Oltipraz Background

Oltipraz is a synthetic, commissioned 1,2-dithiole-3-thione originally acclimated in bodies as an antischistosomal agent. Beastly studies accept approved that oltipraz is a almighty inducer of Phase II detoxification enzymes, a lot of conspicuously glutathione-S-transferase (GST).

Oltipraz has been classified as a monofunctional inducer back it advantageously elevates Phase II detoxification enzymes, while alone hardly altering the announcement of the Phase I “activating” enzymes. Oltipraz finer induced quinone reductase in Hepa 1c1c7 beef abnormal in the aryl hydrocarbon receptor action appropriate by bifunctional inducers.

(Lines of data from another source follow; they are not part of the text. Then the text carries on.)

PR #1416, opened 2019-10-17
PAR WDFT [Amine]

aminelahrichi:


ta-web-paris:
So, looks perfect! But only if you dezoom the browser tab (33% of original size). You probably had your browser not on 100% when you made the page. Happens, no big deal :)
Capture d’écran 2019-10-18 à 09 39 28

PR #1421, opened 2019-10-17
[PAR-FTWD]Camille

Millcat:
Spotify finished !


ta-web-paris:
Good job - couple things, the concert picture is supposed to take up the whole screen in width (no white margins), also the nav bar is supposed to be position: fixed; but as long as you understand, all good :)

PR #1422, opened 2019-10-18
Final version Spotify - Parina

ParinaKh:
Please find here the final version of my work.
The website in almost responsive... and I could'nt find the same fonts.

Let me know if it's all good ;)


ta-web-paris:
Very nice work! Responsiveness isn't easy :)

PR #1427, opened 2019-10-21
PAR WDFT - Marie

Mawee33:
Done with 2 errors : 
- the underlines in sections 2 and 3
- the ending images sizes


ta-web-paris:
Good job! For the last section, putting classes on your div, as well as height and width in the CSS might help :)

PR #1428, opened 2019-10-21
PAR [WDFP] Marion

marionboccaccio:
Hi guys it is almost done :-) but not finished :-(


ta-web-paris:
Watch your routes, "./images/spotify-logo.png", no need to go back to the starter-code level :) But as long as you practice flexbox, no need to spend more time on this :)

PR #1429, opened 2019-10-22
rendu mais avec pleins de modifications a faire

NoemieNT:


ta-web-paris:
Make sure you practice Flexbox (codepen --> colored divs into divs, play with flex-direction etc) but no need to spend more time on this lab! Focus on JS, though don't hesitate to ask us if you need clarification on the HTML/CSS part :)

PR #1571, opened 2020-01-07
[PAR-WDFT] - TREBOIT ongoing

franck-treboit:
This is my first approach. I feel some things are not ok but close to be. 

Waiting for your advice !


ta-web-paris:
Pretty good job!! Be careful with your relative paths though, when inserting an image that is in a subfolder, for example "src="/images/music-icon.png", you need to put a dot before the "/", like so: src="./images/music-icon.png". The dot means "starting from here" and it will cause the images not to display well everywhere if you forget it :)

PR #1573, opened 2020-01-07
[PAR-WDFT-0120] Pierre Etryhard ongoing

PierreEtryhard:


ta-web-paris:
Almost good! You need to work a bit more on the last section, for example there are no margins around it.  Also, there might be some elements making your page too wide (you're not supposed to have an horizontal scroll bar) - come to us (clara) is you have any questions ! :)

PR #1575, opened 2020-01-07
[PAR - WD - FT] JONATHAN OREJA ongoing

Jarchiii:


ta-web-paris:
Pretty good clone, but make sure you modify in the original index.html and main.css files, because you had two of each and it makes the relative paths buggy ! :)

PR #1577, opened 2020-01-07
[PAR-WDFT] - Alix ongoing

AlixdeR:
done


ta-web-paris:
Almost perfect ! You would just need to add "z-index: 1" into the CSS properties of your nav bar to make it go over the last green section when you scroll (it shouldn't disappear under it).

PR #1579, opened 2020-01-07
[PAR-WEBFT] ALEX MEYER ongoing

ameyerfr:


ta-web-paris:
Good job! The only thing you'd need to make the first section bigger (need to take up the whole screen). But it's a detail so I'll close the pull request.

PR #1580, opened 2020-01-07
[PAR-WDFT]-PASCAL-BESSON - ongoing

pascalbes:


ta-web-paris:
Good job !

There is still some things to improve :

in this block of code : 
> `@import url(https://fonts.google.com/specimen/Montserrat?selection.family=Montserrat)`
> 
> `*` {
>     margin:0;
>     padding:0;
> }
> 
> body {
>     font-family: 'Montserrat';
> }

The link you are using as font google is not working, I have another one : 
`https://fonts.googleapis.com/css?family=Montserrat&display=swap`

You are missing a `;` after the import so your margin: 0 and padding: 0 are not working;

It is always better to not use quote when selecting the font-family because it won't work on every browser.

for the green last section, your image is distored, instead of setting a max-height, try setting a max-width, the height will never go higher than the parent div (except if you decide so), if you set the max-width, the picture should never become distored.

Try also to set some margins on the section under the image1 section.

Keep it up and you will be there in no time, in the meanwhile if you have specific questions on my feedback, feel free to see me :)
PH

pascalbes:
Modifications réalisées, merci encore pour le coup de main !

Jepassaispar:
No probs, good job :)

Dietary concentrations of oltipraz aftermath abundant inhibition of aflatoxin B1-induced hepatic tumorigenesis in rats. Levels of hepatic aflatoxin-DNA adducts and serum aflatoxin-albumin adducts decreased if biliary abolishment of aflatoxin-glutathione conjugants increased, accordingly accouterment predictive biomarkers that abstinent a chemopreventive effect. In added beastly studies, oltipraz was begin to arrest chemically induced carcinogenesis in bladder, colon, breast, stomach, and derma blight models.

In a Phase I study, a individual articulate dosage of oltipraz was accustomed to accustomed volunteers at dosage levels of 125, 250, 375, and 500 mg. There was no cogent aberration in half-life amid the four dosage levels nor in approval at the 125 and 250 mg levels. A alternation of baby trials evaluating individual articulate doses of oltipraz for up to 28 canicule aswell showed a abbreviate t1/2 (4.1-5.3 hours), a abiding abiding accompaniment afterwards aberration afterwards a loading dose, and added serum and urine concentrations with burning of a high-fat diet.